Wan Lin, Sun Kelian, Ding Qi, Cui Yuehua, Li Ming, Wen Yalu, Elston Robert C, Qian Minping, Fu Wenjiang J
School of Mathematical Sciences, Peking University, Beijing 100871 China.
Nucleic Acids Res. 2009 Sep;37(17):e117. doi: 10.1093/nar/gkp559. Epub 2009 Jul 7.

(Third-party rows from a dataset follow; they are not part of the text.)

Issue #2845, opened 2022-01-03
`LocalDate.toString()` should be yyyy-mm-dd


cnrudd:
This change will bring the Hoist-React framework's LocalDate implementation in line with other implementations that follow the ISO-8601 standard:
https://docs.oracle.com/javase/8/docs/api/java/time/LocalDate.html
https://nodatime.org/2.2.x/api/NodaTime.LocalDate.html
https://developer.mozilla.org/en-US/docs/Web/JavaScript/Reference/Global_Objects/Date/toISOString

Default output format will change to yyyy-mm-dd
Default input formats accepted by the class' get method will be: yyyy-mm-dd && yyyymmdd

lbwexler:
Found the java link I looked at that made me feel that the format with out the hyphens was fully standard

BASIC_ISO_DATE is first, just by alphabetization, but the name is certainly as inviting as the ISO_LOCAL_DATE (that we are proposing moving toward)

https://docs.oracle.com/javase/8/docs/api/java/time/format/DateTimeFormatter.html

PR #2854, opened 2022-01-11
Change LocalDate's default output fmt to yyyy-mm-dd

cnrudd:
This is for issue #2845.
It is a breaking change.

Apps that take this change will need to use Hoist-Core v13.0.5 or later, as mentioned in the changelog entry.

Toolbox PR (with updated LocalDate tests): https://github.com/xh/toolbox/pull/546

Hoist P/R Checklist
-------------------

### DIFF
--- a/CHANGELOG.md
+++ b/CHANGELOG.md
@@ -9,8 +9,9 @@
 
 ### 💥 Breaking Changes
 
-* `LocalDate.toString()`, `LocalDate.toJSON()` and `LocalDate.valueOf()` all return a string with dashes: `YYYY-MM-DD`.  
-  Prior versions returned the string without dashes: `YYYYMMDD`.
+* `LocalDate` methods `toString()`, `toJSON()`, `valueOf()`, and `isoString()` now all return the
+standard ISO format: `YYYY-MM-DD`. (Prior versions returned`YYYYMMDD`).
+This is consistent with the built-in javascript `Date.toISOString()`
 
 ### 🐞 Bug Fixes
 
--- a/CHANGELOG.md
+++ b/CHANGELOG.md
@@ -10,7 +10,7 @@
 ### 💥 Breaking Changes
 
 * `LocalDate.toString()`, `LocalDate.toJSON()` and `LocalDate.valueOf()` all return a string with dashes: `YYYY-MM-DD`.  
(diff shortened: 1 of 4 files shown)


CHANGELOG.md
```diff
@@ -3,10 +3,17 @@
...
 
 ### 🎁 New Features
+
 * `FilterChooser` has new `menuWidth` prop, allowing you to specify as width for the dropdown
   menu that is different from the control.
 
+### 💥 Breaking Changes
+
+* `LocalDate.toString()`, `LocalDate.toJSON()` and `LocalDate.valueOf()` all return a string with dashes: `YYYY-MM-DD`.  
+  Prior versions returned the string without dashes: `YYYYMMDD`.  Requires Hoist-Core v13.0.5 or later.
```
lbwexler, line 13: if this is just for the parsing of the value in the admin activity/errors,  we could redo those to submitting to submit the old YYYYMMDD format temporarily, to avoid requiring taking a hoist core release to take this new hoist-react version

lbwexler: The main point is that applications need to be warned that if they were depending on the format of dates being submitted to the server as being YYYYMMDD they will have to change to accommodate that.

utils/datetime/LocalDate.js
```diff
@@ -313,7 +313,7 @@ export class LocalDate {
             !m.isValid(),
             `Invalid argument for LocalDate: ${s}.  Use 'YYYYMMDD' or 'YYYY-MM-DD' format.`
         );
-        this._isoString = s;
+        this._isoString = s.slice(0, 4) + '-' + s.slice(4, 6) + '-' + s.slice(6, 8);
```
lbwexler, line 316: seems like if we do this, we might as well cache the YYYY-MM-DD value,  and use that as the "main" format all around.  Basically need to reverse this login and add *in* the dashes in get()

This will work better if paired with a hypenated json serialization in Hoist Core as well.

lbwexler: Also --- there should be a cleanup to the rendering of the cube label in Hoist Activity Monitor -- we were jumping through some hoops to get the dashes in there.

cnrudd: Both suggestions applied in latest commits.

CHANGELOG.md
cnrudd: I've fixed the submits on the activity/error models and updated the changelog notice.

Affymetrix SNP arrays have been widely used for single-nucleotide polymorphism (SNP) genotype calling and DNA copy number variation inference. Although numerous methods have achieved high accuracy in these fields, most studies have paid little attention to the modeling of hybridization of probes to off-target allele sequences, which can affect the accuracy greatly. In this study, we address this issue and demonstrate that hybridization with mismatch nucleotides (HWMMN) occurs in all SNP probe-sets and has a critical effect on the estimation of allelic concentrations (ACs). We study sequence binding through binding free energy and then binding affinity, and develop a probe intensity composite representation (PICR) model. The PICR model allows the estimation of ACs at a given SNP through statistical regression. Furthermore, we demonstrate with cell-line data of known true copy numbers that the PICR model can achieve reasonable accuracy in copy number estimation at a single SNP locus, by using the ratio of the estimated AC of each sample to that of the reference sample, and can reveal subtle genotype structure of SNPs at abnormal loci. We also demonstrate with HapMap data that the PICR model yields accurate SNP genotype calls consistently across samples, laboratories and even across array platforms.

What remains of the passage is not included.